Lena (die Butterdose hebend): „Was ist das?“
Nicole: „Eine Butterdose.“
Lena (die Butterdose hinstellend): „Aha.“

Lena öffnet die Butterdose, streicht mit dem Finger über die rechteckige Erhebung für die Platzierung der Butter.

Lena: „Kann man da Butter rein tun?“
Nicole: „Ja, schon. Es ist eine Butterdose.“

Lena schaut skeptisch zu ihrer Freundin, nennen wir sie Jessika. Jessika schaut zu Lena, lächelt spöttisch, wegen Nicoles Antwort.

Lena: „Aber kann ich da ein Stück Butter rein machen?“
Nicole: „Es ist eine Butterdose, also so für Butter. Ich denke, also schon. Klar.“

Lena schaut Nicole fassungslos an. Nochmals nimmt sie die Butterbrotdose hoch, deckt sie auf und wieder zu. Stellt die Butterdose zurück.
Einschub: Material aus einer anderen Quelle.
PR #495, opened 2021-03-18
[helm] fix nfd worker tolerations value

moshe010:
the tolerations value is array therefore we need to pass
[] and not {}

Signed-off-by: Moshe Levi <moshele@nvidia.com>


marquiz:
Thanks @moshe010 
/ok-to-test
/approve

PR #496, opened 2021-03-23
Helm chart: Fix configMap indenting

bjw-s:
Currently when the `worker.config` key is being filled with a YAML string literal, it does not render properly and causes Helm errors. This is due to the way the indenting and whitespace trimming is handled.

This PR aims to fix that, by stripping the leading whitespace from the `worker.config` value, and forcing a newline.

Expected to work (snippet):
```yaml
worker:
  config: |-
    core:
      sources:
      - custom
      - pci
      - usb
    sources:
      usb:
```

Currently required to work (snippet), notice the indenting of `core:` vs the rest of the config file:
```yaml
worker:
  config: |-
    core:
        sources:
        - custom
        - pci
        - usb
      sources:
        usb:
```

### DIFF
--- a/deployment/node-feature-discovery/Chart.yaml
+++ b/deployment/node-feature-discovery/Chart.yaml
@@ -12,4 +12,4 @@ keywords:
   - feature-detection
   - node-labels
 type: application
-version: 0.1.0
+version: 0.1.1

Lena: „Passt denn da so´n Stück Butter, das ich kaufe, rein? Das mein ich.“
Nicole: „Es ist eine Butterdose. Das soll man ja die Butterstücke drauf tun. Für den Kühlschrank, oder Balkon, oder so.“

Kurzes Schweigen. Wieder ein Blick von Lena zu Jessika.

Lena: „Aber passt da auch mein Stück Butter rein? Also das aus der Packung, wo die eingewickelt sind?“
Nicole: „Ja.“
Lena: „Aber auch das Stück, das ich mir gekauft habe?“
Nicole: „Normale Butterstücke passen da rein. Ich weiß ja nicht, wie groß Ihr Butterstück ist. Das weiß ich ja jetzt auch nicht.“
Lena (triumphierend zu Jessika): „Die weiß auch nicht, ob meine Butter da rein passt. Aber Hauptsache verkaufen…“

Nicole will etwas sagen, aber da sind Jessika und Lena schon weiter gegangen. Ohne Butterdose. Ich stehe da. Schaue ihnen hinterher.
Sie wirken unzufrieden, und deswegen zufrieden. Mit Menschen reden – es lehrt soviel.